## DATA FOR REVIEW
PR #99, opened 2025-04-06
Fix message when missing unzip dependency

randall-fulton:
Building without `unzip` installed points the user towards a different dependency as the reason for build failure. It's not too difficult to figure out what the actual issue is, but this should make the actual failure cause more clear.


Arwalk (approved):
Thanks for the catch.

PR #258, opened 2021-11-29
x509: Certificate

carl-wallace:
- added certificate decode/encode support
- added tlv_slice to Decoder to support accessing undecoded fields in a SEQUENCE, i.e., full tag/length/value
- bumped OID size to accomodate oversized OIDs, i.e., like those in certificate template extensions from Microsoft CAs


const-oid/src/lib.rs
```diff
@@ -55,7 +55,7 @@ pub struct ObjectIdentifier {
 #[allow(clippy::len_without_is_empty)]
 impl ObjectIdentifier {
     /// Maximum size of a BER/DER-encoded OID in bytes.
-    pub const MAX_SIZE: usize = 31; // 24-bytes total w\ 1-byte length
+    pub const MAX_SIZE: usize = 40; // 33-bytes total w\ 1-byte length
```
tarcieri, line 58: I was hoping to keep the total length a multiple of 4. If you really need 40 instead of 39, I'd suggest bumping this all the way to 43.

x509/src/certificate.rs
```diff
@@ -0,0 +1,243 @@
...
+
+/// returns false in support of boolean DEFAULT fields
+pub fn default_false() -> bool {
+    false
+}
+
+/// returns false in support of integer DEFAULT fields set to 0
+pub fn default_zero() -> u32 {
+    0
+}
```
tarcieri, line 21: These all make me think there should be some shorthand when using the proc macro attributes for using `Default` as the default in these cases, possibly `default = true`.

const-oid/src/lib.rs
carl-wallace: Changed to 39, which works for the largest observed values across the cert collections I ran against.

x509/src/certificate.rs
carl-wallace: There will be more complicated defaults coming soon (i.e AlgorithmIdentifiers) so this approach would likely need to remain but could be augmented with support for simpler cases.

der/src/decoder.rs
```diff
@@ -283,6 +283,29 @@ impl<'a> Decoder<'a> {
...
+        let pos = self.position();
+        let tag = Tag::decode(self)?;
+
+        let element_length = Length::decode(self).map_err(|e| {
+            if e.kind() == ErrorKind::Overlength {
+                ErrorKind::Length { tag }.into()
+            } else {
+                e
+            }
+        })?;
```
tarcieri, line 301: I think all of this can be replaced by...

```suggestion
       let header = self.peek_header()?;
       let header_len = header.encoded_len()?;
       let element_length = header.length;
```

This will also eliminate the need to use `self.position = pos;` to reset the internal position, as you can calculate the length of the TLV production using the above.

der/src/decoder.rs
```diff
@@ -283,6 +283,13 @@ impl<'a> Decoder<'a> {
         Ok(self.bytes.ok_or(ErrorKind::Failed)?.len())
     }
 
+    /// Obtain a slice of bytes contain a complete TLV production suitable for parsing later.
+    pub fn tlv_slice(&mut self) -> Result<&'a [u8]> {
+        let header = self.peek_header()?;
+        let header_len = self.peek_header()?.encoded_len()?;
```
tarcieri, line 289: This is calling `peek_header()` twice and thus parsing the header twice.

```suggestion
        let header_len = header.encoded_len()?;
```

der/src/decoder.rs
```diff
@@ -283,6 +283,13 @@ impl<'a> Decoder<'a> {
         Ok(self.bytes.ok_or(ErrorKind::Failed)?.len())
     }
 
+    /// Obtain a slice of bytes contain a complete TLV production suitable for parsing later.
+    pub fn tlv_slice(&mut self) -> Result<&'a [u8]> {
```
tarcieri, line 287: Generally other methods in these crates that operate over a slice of bytes are named `*_bytes`. How about:

```suggestion
    pub fn tlv_bytes(&mut self) -> Result<&'a [u8]> {
```

x509/src/certificate.rs
```diff
@@ -0,0 +1,243 @@
...
+            self.subject_unique_id
+        ))?;
+        if let Some(exts) = self.extensions.as_ref() {
+            for (i, e) in exts.iter().enumerate() {
+                f.write_fmt(format_args!("\tExtension #{}: {:?}\n", i, e))?;
+            }
+        } else {
+            f.write_fmt(format_args!("\tExtensions: None\n"))?;
+        }
+        Ok(())
```
tarcieri, line 179: Not something that needs to be addressed in this PR per se, but I think it would make sense to use the [`DebugStruct`](https://doc.rust-lang.org/stable/std/fmt/struct.DebugStruct.html) builder type to build this output, even if some of the fields have customized outputs.

Additionally, it would probably make sense to push the customized output formatting to the `Debug` impls of the individual field types wherever possible.

tarcieri (approved):

x509/src/certificate.rs
carl-wallace: OK. Will address in PR that adds extension decoders and encoders.

PR #263, opened 2021-11-30
Clean up bounds in tls_codec

stephaneyfx:
This PR cleans up unnecessary bounds in `tls_codec` (e.g. generic `Size` implementations requiring `Serialize`).
Thank you.

### DIFF
--- a/tls_codec/derive/src/lib.rs
+++ b/tls_codec/derive/src/lib.rs
@@ -46,8 +46,8 @@ use quote::quote;
 use syn::{
     self, parenthesized,
     parse::{ParseStream, Parser, Result},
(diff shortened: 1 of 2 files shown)


franziskuskiefer (approved):
Thanks for the cleanup!
I was first a little confused by some of the formatting changes, but looks good to me!

franziskuskiefer:
> You're welcome and thank you for the review! I have rustfmt set up to run on save, so any formatting change should be due to rustfmt. I am happy to reformat however you like if needed.

No, looks fine! I double checked with rustfmt at it's happy with the formatting. That's all I need 🙂

PR #264, opened 2021-11-30
Implement `tls_codec` traits for the unit type

stephaneyfx:
This allows to derive the `tls_codec` traits for types that contain fields of type unit (e.g. a private unit field to prevent direct construction in other modules).
Thank you.


franziskuskiefer (approved):
Good idea. Thanks!

stephaneyfx:
Thank you for the review!

PR #265, opened 2021-11-30
Derive `tls_codec` traits for enumerations with data

stephaneyfx:
This PR adds the ability to derive the `tls_codec` traits for enumerations with data. It also adds an attribute to specify what the discriminant should be. The `tls_codec_derive` crate documentation provides more details.
Thank you.


franziskuskiefer:
Thanks for the PR.
There are two different things in here.
The discriminant change looks good to me.

The change about enumerations with data is a little more intricate and I'm not sure about what to do about it yet. The TLS representation language doesn't support anything like this but only simple [enumerated](https://datatracker.ietf.org/doc/html/rfc8446#section-3.5) (well, there's nothing like this in C). So I wonder how you use this or why you think it is necessary.
We have a somewhat related PR open (#125) that tries to do tagged enums as used in MLS.
I'd like to keep the crate in line with what's specified without custom extensions. For #125 the idea is to put this into an IETF draft for implementation considerations for MLS (see the linked issues/PRs in #125 and in particular https://github.com/kkohbrok/mls-implementation-considerations/pull/2).
Maybe there's a similar reasoning for the change here, or maybe we could even find a common way of doing this/

stephaneyfx:
Thank you for reviewing.

The change adding a `#[tls_codec(discriminant = 123)]` attribute is rather useless on its own AFAICT given that C-style enumerations already support assigning values to variants in Rust.

This PR is based on [section 3.8 (Variants) of the TLS 1.3 RFC](https://datatracker.ietf.org/doc/html/rfc8446#section-3.8).
> Defined structures may have variants based on some knowledge that is
   available within the environment.  The selector must be an enumerated
   type that defines the possible variants the structure defines.

```text
      struct {
          VariantTag type;
          select (VariantRecord.type) {
              case apple:  V1;
              case orange: V2;
          };
      } VariantRecord;
```

This description and example from the TLS RFC match what enumerations (with variants with data) are in Rust IMO, and this PR aims to implement derivation of the TLS serialization traits to do exactly that, unless I am misinterpreting the RFC.

Does it make sense? Do you interpret [section 3.8 of the TLS RFC](https://datatracker.ietf.org/doc/html/rfc8446#section-3.8) differently?

Thank you.

franziskuskiefer:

## EXERCISE DESCRIPTION
The full listing above should be repeated without omission.

## ANSWER TO THIS TASK
PR #99, opened 2025-04-06
Fix message when missing unzip dependency

randall-fulton:
Building without `unzip` installed points the user towards a different dependency as the reason for build failure. It's not too difficult to figure out what the actual issue is, but this should make the actual failure cause more clear.


Arwalk (approved):
Thanks for the catch.

PR #258, opened 2021-11-29
x509: Certificate

carl-wallace:
- added certificate decode/encode support
- added tlv_slice to Decoder to support accessing undecoded fields in a SEQUENCE, i.e., full tag/length/value
- bumped OID size to accomodate oversized OIDs, i.e., like those in certificate template extensions from Microsoft CAs


const-oid/src/lib.rs
```diff
@@ -55,7 +55,7 @@ pub struct ObjectIdentifier {
 #[allow(clippy::len_without_is_empty)]
 impl ObjectIdentifier {
     /// Maximum size of a BER/DER-encoded OID in bytes.
-    pub const MAX_SIZE: usize = 31; // 24-bytes total w\ 1-byte length
+    pub const MAX_SIZE: usize = 40; // 33-bytes total w\ 1-byte length
```
tarcieri, line 58: I was hoping to keep the total length a multiple of 4. If you really need 40 instead of 39, I'd suggest bumping this all the way to 43.

x509/src/certificate.rs
```diff
@@ -0,0 +1,243 @@
...
+
+/// returns false in support of boolean DEFAULT fields
+pub fn default_false() -> bool {
+    false
+}
+
+/// returns false in support of integer DEFAULT fields set to 0
+pub fn default_zero() -> u32 {
+    0
+}
```
tarcieri, line 21: These all make me think there should be some shorthand when using the proc macro attributes for using `Default` as the default in these cases, possibly `default = true`.

const-oid/src/lib.rs
carl-wallace: Changed to 39, which works for the largest observed values across the cert collections I ran against.

x509/src/certificate.rs
carl-wallace: There will be more complicated defaults coming soon (i.e AlgorithmIdentifiers) so this approach would likely need to remain but could be augmented with support for simpler cases.

der/src/decoder.rs
```diff
@@ -283,6 +283,29 @@ impl<'a> Decoder<'a> {
...
+        let pos = self.position();
+        let tag = Tag::decode(self)?;
+
+        let element_length = Length::decode(self).map_err(|e| {
+            if e.kind() == ErrorKind::Overlength {
+                ErrorKind::Length { tag }.into()
+            } else {
+                e
+            }
+        })?;
```
tarcieri, line 301: I think all of this can be replaced by...

```suggestion
       let header = self.peek_header()?;
       let header_len = header.encoded_len()?;
       let element_length = header.length;
```

This will also eliminate the need to use `self.position = pos;` to reset the internal position, as you can calculate the length of the TLV production using the above.

der/src/decoder.rs
```diff
@@ -283,6 +283,13 @@ impl<'a> Decoder<'a> {
         Ok(self.bytes.ok_or(ErrorKind::Failed)?.len())
     }
 
+    /// Obtain a slice of bytes contain a complete TLV production suitable for parsing later.
+    pub fn tlv_slice(&mut self) -> Result<&'a [u8]> {
+        let header = self.peek_header()?;
+        let header_len = self.peek_header()?.encoded_len()?;
```
tarcieri, line 289: This is calling `peek_header()` twice and thus parsing the header twice.

```suggestion
        let header_len = header.encoded_len()?;
```

der/src/decoder.rs
```diff
@@ -283,6 +283,13 @@ impl<'a> Decoder<'a> {
         Ok(self.bytes.ok_or(ErrorKind::Failed)?.len())
     }
 
+    /// Obtain a slice of bytes contain a complete TLV production suitable for parsing later.
+    pub fn tlv_slice(&mut self) -> Result<&'a [u8]> {
```
tarcieri, line 287: Generally other methods in these crates that operate over a slice of bytes are named `*_bytes`. How about:

```suggestion
    pub fn tlv_bytes(&mut self) -> Result<&'a [u8]> {
```

x509/src/certificate.rs
```diff
@@ -0,0 +1,243 @@
...
+            self.subject_unique_id
+        ))?;
+        if let Some(exts) = self.extensions.as_ref() {
+            for (i, e) in exts.iter().enumerate() {
+                f.write_fmt(format_args!("\tExtension #{}: {:?}\n", i, e))?;
+            }
+        } else {
+            f.write_fmt(format_args!("\tExtensions: None\n"))?;
+        }
+        Ok(())
```
tarcieri, line 179: Not something that needs to be addressed in this PR per se, but I think it would make sense to use the [`DebugStruct`](https://doc.rust-lang.org/stable/std/fmt/struct.DebugStruct.html) builder type to build this output, even if some of the fields have customized outputs.

Additionally, it would probably make sense to push the customized output formatting to the `Debug` impls of the individual field types wherever possible.

tarcieri (approved):

x509/src/certificate.rs
carl-wallace: OK. Will address in PR that adds extension decoders and encoders.

PR #263, opened 2021-11-30
Clean up bounds in tls_codec

stephaneyfx:
This PR cleans up unnecessary bounds in `tls_codec` (e.g. generic `Size` implementations requiring `Serialize`).
Thank you.

### DIFF
--- a/tls_codec/derive/src/lib.rs
+++ b/tls_codec/derive/src/lib.rs
@@ -46,8 +46,8 @@ use quote::quote;
 use syn::{
     self, parenthesized,
     parse::{ParseStream, Parser, Result},
(diff shortened: 1 of 2 files shown)


franziskuskiefer (approved):
Thanks for the cleanup!
I was first a little confused by some of the formatting changes, but looks good to me!

franziskuskiefer:
> You're welcome and thank you for the review! I have rustfmt set up to run on save, so any formatting change should be due to rustfmt. I am happy to reformat however you like if needed.

No, looks fine! I double checked with rustfmt at it's happy with the formatting. That's all I need 🙂

PR #264, opened 2021-11-30
Implement `tls_codec` traits for the unit type

stephaneyfx:
This allows to derive the `tls_codec` traits for types that contain fields of type unit (e.g. a private unit field to prevent direct construction in other modules).
Thank you.


franziskuskiefer (approved):
Good idea. Thanks!

stephaneyfx:
Thank you for the review!

PR #265, opened 2021-11-30
Derive `tls_codec` traits for enumerations with data

stephaneyfx:
This PR adds the ability to derive the `tls_codec` traits for enumerations with data. It also adds an attribute to specify what the discriminant should be. The `tls_codec_derive` crate documentation provides more details.
Thank you.


franziskuskiefer:
Thanks for the PR.
There are two different things in here.
The discriminant change looks good to me.

The change about enumerations with data is a little more intricate and I'm not sure about what to do about it yet. The TLS representation language doesn't support anything like this but only simple [enumerated](https://datatracker.ietf.org/doc/html/rfc8446#section-3.5) (well, there's nothing like this in C). So I wonder how you use this or why you think it is necessary.
We have a somewhat related PR open (#125) that tries to do tagged enums as used in MLS.
I'd like to keep the crate in line with what's specified without custom extensions. For #125 the idea is to put this into an IETF draft for implementation considerations for MLS (see the linked issues/PRs in #125 and in particular https://github.com/kkohbrok/mls-implementation-considerations/pull/2).
Maybe there's a similar reasoning for the change here, or maybe we could even find a common way of doing this/

stephaneyfx:
Thank you for reviewing.

The change adding a `#[tls_codec(discriminant = 123)]` attribute is rather useless on its own AFAICT given that C-style enumerations already support assigning values to variants in Rust.

This PR is based on [section 3.8 (Variants) of the TLS 1.3 RFC](https://datatracker.ietf.org/doc/html/rfc8446#section-3.8).
> Defined structures may have variants based on some knowledge that is
   available within the environment.  The selector must be an enumerated
   type that defines the possible variants the structure defines.

```text
      struct {
          VariantTag type;
          select (VariantRecord.type) {
              case apple:  V1;
              case orange: V2;
          };
      } VariantRecord;
```

This description and example from the TLS RFC match what enumerations (with variants with data) are in Rust IMO, and this PR aims to implement derivation of the TLS serialization traits to do exactly that, unless I am misinterpreting the RFC.

Does it make sense? Do you interpret [section 3.8 of the TLS RFC](https://datatracker.ietf.org/doc/html/rfc8446#section-3.8) differently?

Thank you.

franziskuskiefer:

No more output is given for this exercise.